EXERCISE PROMPT – Go through the listing below. Copy each line that has the string "files".

RAW DATA –
PR #379, opened 2025-05-13
Clarify that sample data contributions must return valid layer data

### LINKED ISSUE #378: `fetch_manifest` tests failing when building package from github zip
In #377 our CI is [failing](https://github.com/napari/npe2/actions/runs/14941620192/job/41979543684?pr=377#step:6:93) for `python >= 3.9` on the `fetch_manifest` [test](https://github.com/napari/npe2/blob/main/tests/test_fetch.py#L95) that downloads a `zip` directly from github and then builds the package to extract the manifest.

The [plugin in question](https://github.com/jo-mueller/napari-stl-exporter) has not changed since 2023. I've narrowed this down to a `setuptools` issue: package includes the manifest with `setuptools==80.0.1` but doesn't with `setuptools==80.1.0`. Looking at the [changelog](https://github.com/pypa/setuptools/compare/v80.0.1...v80.1.0) for `setuptools` between these two versions, it seems likely this is related to the `setup.py` deprecation and possibly [this PR](https://github.com/pypa/setuptools/pull/4970)? But I don't know enough about these things to fully grok what's happening.

The package builds without error locally, and includes all the necessary code for the plugin, it just doesn't include the manifest.

According to the comment on the test, we use this specific plugin because it doesn't rely on `setuptools.scm` for versioning, and that means we can download the zip directly without cloning. 

Without knowing exactly what's causing the issue, I guess our options are:

- Remove this test and the zip download functionality: the standard way we fetch manifests in `npe2api` is by grabbing the wheel directly from PyPI, so I don't think there's a danger of not testing this functionality breaking `npe2api`. I think this was only implemented at all as a "completeness" measure, rather than because it's commonly used.
- Pin the `setuptools` version for this test: I don't actually know exactly how to do this but I assume there's a way to declare a specific setuptools version for this test only.
- Update the plugin (somehow): presumably we could fix this somehow by moving away from `setup.py` in the plugin while still maintaining the dependency on `setuptools` and getting the test to pass with the latest `setuptools` version

I'm tempted to just remove this test and functionality, but if there's an easy fix out there, then, sure. @Czaki you're probably the man with the answers here.

DragaDoncila:
Follow on from [napari/#7851](https://github.com/napari/napari/pull/7851) I thought we should clarify that sample contributions are expected to always return valid layer data, unlike readers which can return the null layer sentinel. 

Note we'll need to resolve #378 for CI to pass.

### DIFF
--- a/_docs/templates/_npe2_sample_data_guide.md.jinja
+++ b/_docs/templates/_npe2_sample_data_guide.md.jinja
@@ -10,6 +10,10 @@ It can take the form of a **Sample Data URI** that points to a static resource
 (such as a file included in the plugin distribution, or a remote resource),
 or **Sample Data Function** that generates layer data on demand.
 
+Note that unlike reader contributions, sample data contributions are
+**always** expected to return data, so returning `[(None,)]`
+will cause an error.
+
 ### Sample Data example
 
 ::::{tab-set}
--- a/src/npe2/manifest/contributions/_sample_data.py
+++ b/src/npe2/manifest/contributions/_sample_data.py
@@ -32,7 +32,9 @@ class SampleDataGenerator(_SampleDataContribution, Executable[List[LayerData]]):
     """Contribute a callable command that creates data on demand."""
 
     command: str = Field(
-        ..., description="Identifier of a command that returns layer data tuple."
+        ...,
+        description="Identifier of a command that returns layer data tuple. "
+        "Note that this command cannot return `[(None,)]`.",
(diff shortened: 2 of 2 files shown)


brisvag (approved):

psobolewskiPhD (approved):

psobolewskiPhD:
Note this is mostly to get documentation to be correct.

willingc (approved):

PR #382, opened 2025-06-25
Replace appdirs with platformdirs and silence importlib warning in tests

klmurussi:
This PR includes three small and isolated commits extracted from Debian packaging efforts for `npe2`. These changes were originally introduced as patches in the `debian/patches` directory, but they are general improvements and should be
relevant upstream as well.

### Summary of changes:

1. **Replace appdirs with platformdirs in imports**
   The `appdirs` module is deprecated in favor of `platformdirs`, which is more actively maintained and has better cross-platform support.

2. **Update `pyproject.toml` to use `platformdirs`**
   This reflects the change above in the declared dependencies.

3. **Silence importlib's DeprecationWarning in test**
   Python emits a deprecation warning for implicit `None` return values.
   This patch silences that specific warning in `test_discover_errors` to avoid noise and test pollution. This was particularly important in Debian's CI where test suites may fail on unhandled warnings.

### Why upstream?

These were applied as part of the Debian packaging process, but they reflect
general improvements:
- Aligning with modern dependencies (`platformdirs`)
- Keeping test output clean
- Removing need for downstream-only patches

### DIFF
--- a/.github/workflows/ci.yml
+++ b/.github/workflows/ci.yml
@@ -83,7 +83,7 @@ jobs:
           python -m pip install pytest pytest-pretty scikit-image[data] zarr xarray hypothesis matplotlib
 
       - name: Run napari plugin headless tests
-        run: pytest -W 'ignore::DeprecationWarning' napari/plugins napari/settings napari/layers napari/components
+        run: pytest -W 'ignore::DeprecationWarning' src/napari/plugins src/napari/settings src/napari/layers src/napari/components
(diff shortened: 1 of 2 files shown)


psobolewskiPhD:
Thanks for the PR! Our CI is having some issues here, not sure what's up.
@DragaDoncila any ideas?

DragaDoncila (approved):
Looks great, thanks @klmurussi :pray:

TASK ANSWER –
(diff shortened: 2 of 2 files shown)
(diff shortened: 1 of 2 files shown)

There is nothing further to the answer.